Does Unicode have a defined maximum number of code points?

user4344762 picture user4344762 · Dec 11, 2014 · Viewed 13.3k times · Source

I have read many articles in order to know what is the maximum number of the Unicode code points, but I did not find a final answer.

I understood that the Unicode code points were minimized to make all of the UTF-8 UTF-16 and UTF-32 encodings able to handle the same number of code points. But what is this number of code points?

The most frequent answer I encountered is that Unicode code points are in the range of 0x000000 to 0x10FFFF (1,114,112 code points) but I have also read in other places that it is 1,112,114 code points. So is there a one number to be given or is the issue more complicated than that?

Answer

Jonathan Leffler picture Jonathan Leffler · Dec 11, 2014

The maximum valid code point in Unicode is U+10FFFF, which makes it a 21-bit code set (but not all 21-bit integers are valid Unicode code points; specifically the values from 0x110000 to 0x1FFFFF are not valid Unicode code points).

This is where the number 1,114,112 comes from: U+0000 .. U+10FFFF is 1,114,112 values.

However, there are also a set of code points that are the surrogates for UTF-16. These are in the range U+D800 .. U+DFFF. This is 2048 code points that are reserved for UTF-16.

1,114,112 - 2,048 = 1,112,064

There are also 66 non-characters. These are defined in part in Corrigendum #9: 34 values of the form U+nFFFE and U+nFFFF (where n is a value 0x00000, 0x10000, … 0xF0000, 0x100000), and 32 values U+FDD0 - U+FDEF. Subtracting those too yields 1,111,998 allocatable characters. There are three ranges reserved for 'private use': U+E000 .. U+F8FF, U+F0000 .. U+FFFFD, and U+100000 .. U+10FFFD. And the number of values actually assigned depends on the version of Unicode you're looking at. You can find information about the latest version at the Unicode Consortium. Amongst other things, the Introduction there says:

The Unicode Standard, Version 7.0, contains 112,956 characters

So only about 10% of the available code points have been allocated.

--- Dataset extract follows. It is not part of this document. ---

PR #626, opened 2018-12-03
Refactor viscous numerics

clarkpede:
## Proposed Changes

I have refactored some of the viscous residual calculation.  This should not change any of the underlying numerics.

I can't account for why you found 1,112,114 as the number of code points.

Incidentally, the upper limit U+10FFFF is chosen so that all the values in Unicode can be represented in one or two 2-byte coding units in UTF-16, using one high surrogate and one low surrogate to represent values outside the BMP or Basic Multilingual Plane, which is the range U+0000 .. U+FFFF.